The problem is that this failure gives engineering a bad name. And why? Because the final design uses window openings with square corners! And in an airport, no less. The problem with square corners is that they create what is known as a "stress concentration" point. (This mode of failure occured in early aircraft designs using square windows as well.) The stresses in the areas near the corners of the openings can be orders of magnitude (10, 100, 1000 times or more) higher than in the rest of the structure, while the simple incorporation of radiused corners can reduce these stresses to geometric multiples (2, 4, 8 times or more) the nominal stress. Look closely at the picture and you can see cracks intersecting the corners of the windows. These cracks may have been a result of the root cause failure rather than a cause of it, but they are failures nontheless.
Another pitfall of these stress concentrators is that seemingly minor variations in the fabrication process can create unpredictable weaknesses. These variations include things like the unfortunate location of a large piece of aggregate at the corner, or a slight undercut at the corner from ill-fitting forms. In other words, no experienced engineer worth his salt would agree to a designer's demand that the windows have square corners. The verdict must certainly be that the engineers were either inexperienced, incompetent, or politically subservient to the vanity of the designer. Any of these scenarios are a recipe for disaster, as we can clearly see.
UPDATE 24 May- Fox News reports "France may tear down terminal after roof collapse." That's exactly what they should do if, as I postulated yesterday, the failure is due to unsafe design. The FNC article even mentions the "hundreds of square windows" that "honeycomb" the roof, but with no suggestion that this is a problem.

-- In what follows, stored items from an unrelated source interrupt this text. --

PR #147, opened 2021-10-18
Solver Refactor

mmcgurn:
This refactor is designed to prepare for solvers only using part of the domain. It:

- changes the flow so that a single dmPlex will be used by multiple solvers
- creates a subDomain based upon the plex label
- create a new unified solver interface
- moves the particles to the solver interface (same as flow solvers)

### DIFF
--- a/ablateLibrary/domain/region.hpp
+++ b/ablateLibrary/domain/region.hpp
@@ -1,6 +1,7 @@
 #ifndef ABLATELIBRARY_REGION_HPP
 #define ABLATELIBRARY_REGION_HPP
 
+#include <memory>
 #include <string>
 #include <vector>
 


ablateLibrary/domain/subDomain.hpp
```diff
@@ -0,0 +1,56 @@
...
+
+namespace ablate::domain {
+
+class SubDomain {
+   private:
+    // const pointer to the parent domain/dm
+    const std::weak_ptr<Domain> domain;
+
+    // The label used to describe this subDomain
+    DMLabel label;
```
knepley, line 19: I think you might want (label, value) or even (label, {values}) to specify the subdomain

knepley (changes requested):
Check out my comment about using the label. Otherwise it is great I think.

ablateLibrary/domain/subDomain.hpp
knepley: Yep, that really needs to be fixed. I guess I should fix it now, before anyone else builds code on it.

mmcgurn: @knepley Thanks!  I've added a new struct for a region, that the solvers specify.  This includes a label name and values.  The subDomain now uses a label and values and defaults to "1".

PR #151, opened 2021-11-02
Adds support for subDomain output

mmcgurn:
This PR adds support for subDomain io and arbitrary labeling using a math function.  This moves us closer to #139 and #46

### DIFF
--- a/ablateLibrary/domain/modifiers/distributeWithGhostCells.cpp
+++ b/ablateLibrary/domain/modifiers/distributeWithGhostCells.cpp
@@ -1,0 +1,19 @@
+#include "distributeWithGhostCells.hpp"
+#include <utilities/petscError.hpp>
+
+ablate::domain::modifier::DistributeWithGhostCells::DistributeWithGhostCells(int ghostCellDepthIn) : ghostCellDepth(ghostCellDepthIn < 1 ? 1 : ghostCellDepthIn) {}
+void ablate::domain::modifier::DistributeWithGhostCells::Modify(DM &dm) {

French newspaper Le Parisien asks on this morning's front page, Comment est-ce possible (How is this possible?) Using Altavista's Web page translator I examined the possible explanations the paper gave: The building's opening was delayed one week pending approval of the "commission of safety;" a workman was killed on the construction site; a large lamp fell from the ceiling (during an inspection, I understand); the floods in France last March were a concern; construction union representatives denounced, at the time, the pressures to open on schedule; and finally, "the report of the low "relative" cost of the buiilding..., established by the Court of Auditors at the beginning of 2003, calls other questions today." And yet, still no mention that the problem may lie with the design.
"How is this possible?" As I explained yesterday, incompetence, inexperience or politics are likely explanations. These are classic traits of a collectivistic society such as France's. No individual takes responsibility for fear of being reassigned. Individual ability is not encouraged or nurtured in education establishments. Assignments are awarded based on "pull" or influence, and not on ability or merit. This is why it is imperative that we resist the growing influences of relativism and multiculturalism in our universities. That is what makes tragedies such as this "possible."
Posted by JohnGalt at May 23, 2004 10:08 AM
I hate to make light when lives were lost. My sincere condolences go out to all who lost loved ones. But perhaps if the engineers were to work 37, 38 or (GASP!) 40 hour weeks, better structures could be designed.
A society cannot stop innovating and advancing to seek comfort. I am in the middle of Michael Barone's "Hard America, Soft America" and I strongly believe you would not likely see this in America.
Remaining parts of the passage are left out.